The Effectively-Global Lock
In a replicated cluster, MongoDB will lock at least two databases for every write: the database containing the document being modified, and the ‘local’ database. The ‘local’ database contains the operations log. Secondary replicas tail the oplog in order to replicate writes.
This means that, for a given replica set, every write goes through what is effectively a global lock. Page-level locking should help, but not much, since it is expected that subsequent entries in the oplog will usually reside on the same page.
Journal ≠ OpLog?
Why is there a journal as well as the oplog, anyway? The two should contain semantically the same information. The OpLog is also journaled, so the oplog journal is a journal journal. That means there are four writes for every database operation:
- Journal OpLog Write
- Apply OpLog Write (operation is now available for replication to secondaries)
- Journal Target Write
- Apply Target Write
This diagram from the MongoDB docs doesn’t inspire much faith:
Apply operation and then journal that thing we just did… What could go wrong?

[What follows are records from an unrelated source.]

PR #979, opened 2021-02-24
PA-2825 Split Assessed into two values

Fosol:
Doesn't fix editing/display issue

image

image


frontend/src/components/Table/MoneyCell.tsx
```diff
@@ -39,4 +50,41 @@ export const EditableMoneyCell = ({
   );
 };
 
-export const MoneyCell = ({ cell: { value } }: CellProps<IProperty, number>) => formatMoney(value);
+/**
+ * Provides a currency editing input if the user is allowed to edit the property and if the property is land/subdivision.
+ * @param param0 Configuration properties for this editable money cell.
+ */
+export const EditableLandMoneyCell = ({
```
Fosol, line 57: This was required to handle when a building row shouldn't allow editing of `Land Assessment`

frontend/src/features/projects/common/projectConverter.ts
```diff
@@ -184,15 +184,11 @@ const getApiEvaluations = (property: IProperty): IEvaluation[] => {
...
-    date: isParcelOrSubdivision(property)
-      ? property.assessedLandDate ?? formatDate(new Date())
-      : property.assessedBuildingDate ?? formatDate(new Date()),
-    rowVersion: property.assessedLandRowVersion,
+    value: property.assessedBuilding || 0,
+    date: property.assessedBuildingDate ?? formatDate(new Date()),
+    rowVersion: property.assessedBuildingRowVersion,
     key: EvaluationKeys.Improvements,
-    firm: property.assessedLandFirm ?? '',
+    firm: property.assessedBuildingFirm ?? '',
```
Fosol, line 191: An `Improvement` should always be `assessedBuilding*`.  @devinleighsmith I'm not certain this is implemented correctly through the application.

frontend/src/features/projects/common/projectConverter.ts
```diff
@@ -236,7 +232,7 @@ export const toApiProperty = (
       {
         parcelId: isParcelOrSubdivision(property) ? property.id : undefined,
         buildingId: property.propertyTypeId === PropertyTypes.BUILDING ? property.id : undefined,
-        value: property.netBook,
+        value: property.netBook || 0,
```
Fosol, line 235: Without this it will attempt to return `""` back to be deserialized which will result in a failure in the API.

frontend/src/features/projects/common/projectConverter.ts
```diff
@@ -246,7 +242,7 @@ export const toApiProperty = (
       {
         parcelId: isParcelOrSubdivision(property) ? property.id : undefined,
         buildingId: property.propertyTypeId === PropertyTypes.BUILDING ? property.id : undefined,
-        value: property.market,
+        value: property.market || 0,
```
Fosol, line 245: Without this it will attempt to return `""` back to be deserialized which will result in a failure in the API.

Fosol:
@devinleighsmith This PR still requires you to resolve the Assessed values in pa-2667

frontend/src/features/projects/common/projectConverter.ts
devinleighsmith: In my PR I made the assumption that improvements were specific to land, and that a regular assessment evaluation on a building would be the assessedbuilding.

devinleighsmith: sounds like the opposite is true, that an improvement is always an assessedbuilding and that buildings aren't allowed to use EvaluationKeys.assessed

devinleighsmith: My assumption was based around how assessments for buildings previously worked. Did we create a migration to move all of the old building assess values over to improvements?

frontend/src/components/Table/MoneyCell.tsx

I believe that image is misleading, but by applying an operation before journaling it, the database can be easily corrupted in the case that a crash occurs before journaling completes.
Replicate via Disk
There is a more subtle implication of this architecture: writes have to hit the primary’s disk before they are eligible for replication to quorum members. In a cloud computing scenario, this likely means travelling over the network to another machine’s disk, increasing latency even more. By using a database for replication, rather than doing it in-memory, disk access has to be serialized across machines. Let me visualize that for you. I welcome corrections to the following:
For simplicity, only one secondary is shown.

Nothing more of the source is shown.